It's a city, full of strangers whose faces you might vaguely recognise because
you see them semi-regularly, but who you don't really know. And so people will
down-vote you based on a whim. They don't know you, and never will, so they'll
just express their opinion in the easiest and fastest way possible and move
on.

They don't want to get involved.

------
jcr
<http://ycombinator.com/newsguidelines.html>

    
    
      > Please don't post on HN to ask or tell us something (e.g. to ask us questions about Y Combinator, or to ask or complain about moderation). If you want to say something to us, please send it to info@ycombinator.com. 
    

In your blog, you write:

    
    
      > And I expect explanations, if I am downvoted. Yes, I have checked FAQs; I don't think I am abusing the facility. So, I still don't understand when does the HN community downvote?
    

Obviously, you didn't bother to read the guidelines/FAQ very carefully or you
would not have made this submission to HN.

This submission of yours is meta-discussion (discussion about discussion) and
as such, it is "not interesting" to many. In fact, many consider it outright
annoying. If wasn't in an unusually benevolent mood, I'd flag it.

It _seems_ you know HN well enough to realize that "Ask HN" posts (i.e.
submissions that do not have an external URL) are weighted differently and
drop from the listing quicker than submissions of external URLs. In other
words, from an outside perspective it seems your choice of using an external
blog post with a follow-up submission to HN to ask a question is intentional
manipulation. Whether intentional or not, it either makes you look like an ass
or makes you look like you're too lazy to figure out how HN works.

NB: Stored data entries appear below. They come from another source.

PR #1088, opened 2021-02-04
performance and user experience improvements

sbwalker:
There are a number of items in this PR:

- improved performance for module definitions and fixed siteid caching bug 
- improved module deletion user experience so that a restart is not required
- improved module definition deletion to handle situation where asset manifest does not exist
- improved performance for loading themes
- improved theme deletion user experience so that a restart is not required
- improved theme deletion to handle situation where asset manifest does not exist
- added ability to specify a custom admin container for a site
- removed tenant management UI and added tenant info to Site management to reduce confusion 
- changed asset manifest to use relative paths rather than absolute
- allowed modules to include an asset manifest in their nuget package
- modified localization logic so that it only sets cookie if it is null
- add first and last options to pager and made default toolbar display above grid so that position is consistent and does not move based on number of items in list
- converted menu code behind files to inline


sbwalker:
There are a number of items in this PR:

- improved performance for module definitions and fixed siteid caching bug 
- improved module deletion user experience so that a restart is not required
- improved module definition deletion to handle situation where asset manifest does not exist
- improved performance for loading themes
- improved theme deletion user experience so that a restart is not required
- improved theme deletion to handle situation where asset manifest does not exist
- added ability to specify a custom admin container for a site
- removed tenant management UI and added tenant info to Site management to reduce confusion 
- changed asset manifest to use relative paths rather than absolute
- allowed modules to include an asset manifest in their nuget package
- modified localization logic so that it only sets cookie if it is null
- add first and last options to pager and made default toolbar display above grid so that position is consistent and does not move based on number of items in list
- converted menu code behind files to inline

Oqtane.Server/Pages/_Host.cshtml.cs
```diff
@@ -42,8 +42,8 @@ public void OnGet()
                 ProcessThemeControls(assembly);
             }
 
-            // if framework is installed 
-            if (!string.IsNullOrEmpty(_configuration.GetConnectionString("DefaultConnection")))
+            // if culture not specified and framework is installed 
+            if (HttpContext.Request.Cookies[CookieRequestCultureProvider.DefaultCookieName] == null && !string.IsNullOrEmpty(_configuration.GetConnectionString("DefaultConnection")))
```
hishamco, line 46: IMHO cookie check should be inside, I will cover this case in my PR

Issue #1120, opened 2021-02-18
Upload SVG throw error


erw13n:
When upload `.svg` file from File Manager or upload Logo it throw an error :

![image](https://user-images.githubusercontent.com/792847/108285442-ad945500-71b9-11eb-94ef-19d12d93d943.png)

![image](https://user-images.githubusercontent.com/792847/108285524-d6b4e580-71b9-11eb-9c1b-f6fc8f0949d7.png)

Not much information on Logs, but when debugging, it throw error at `FileController > MergeFile`

What's weird is that the file uploaded to Physical Folder, but not listed in `FileManager`
![image](https://user-images.githubusercontent.com/792847/108286405-98202a80-71bb-11eb-9bca-d0db96e81373.png)

leigh-pointer:
The issue is with svg files.  A svg image, is an object in the form of XML there for will not hold these attributes.

```
FileStream stream = new FileStream(filepath, FileMode.Open, FileAccess.Read);
                using (var image = Image.FromStream(stream))
                {
                    file.ImageHeight = image.Height;
                    file.ImageWidth = image.Width;
                }
```
I have put a fix forward for review.

sbwalker:
Question on this item... there is a constant in the framework: 

ImageFiles = "jpg,jpeg,jpe,gif,bmp,png,svg,ico";

This constant is used as a filter in some areas to restrict the files which can be selected/uploaded by a user to only allow image files ( ie. when choosing a logo for a site, etc... ). This constant is also used in the FileController to determine whether the system should dynamically obtain the width and height of an image. Currently SVG is part of this list... but my question is whether this is valid or not?

erw13n:
Can it just read height and width from the object xml, Svg-xml should have this attribute

sbwalker:
@hishamco raised a valid point - SVG files pose a security risk https://wpglorify.com/wordpress-svg-support/. Perhaps the best short term option is to remove SVG from the ImageFiles filter.

hishamco:
Long time we may sanitize the svg content to make it safe to upload such files

sbwalker:
SVG removed as a short term solution

PR #1121, opened 2021-02-18
Fix Upload SVG throw error #1120

leigh-pointer:
Added check if svg then do not read the image height and width properties.


hishamco:
I think we need a lot of work here, beucase `svg` may introduce a security issues

sbwalker:
@hishamco you make a very good point. For reference see https://wpglorify.com/wordpress-svg-support/. I think we should probably remove SVG from the list of image types.

hishamco:
We should remove it or sanitize the content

Your expectation of receiving explanations for down-votes has no basis in
reality. A down-vote means different things to different people. It could
disagreement with your opinion. It could be a hint that you're acting in a way
that makes you seem like an ass. It could be your tone is a bit too sharp. You
may have poor writing skills or rushed your response and failed to write
clearly (happens to me a _lot_ ). You might have failed to consider the
international aspect of this forum or realize civility can be quite different
in different cultures. You might have had a bad day, or wrose, a "bad typing
day" --When I have a bad typing day, my text looks like it was passed through
ROT13.

Though there is no prohibition on humor here on HN, be very, very, very
careful with it. One-liners, memes, and similar humor-only posts are
considered by many to detract from the discussion, and hence are discouraged
by down-votes. The safe bet is to let your sense of humor add spice to your
attempt of adding to the discussion in a positive way. No, I'm not smart
enough to take my own advice, so yes, I can admit to occasionally posting
relevant and original one-liners... and of course, sometimes I pay dearly in
down-votes for letting my sense of humor get the better of me.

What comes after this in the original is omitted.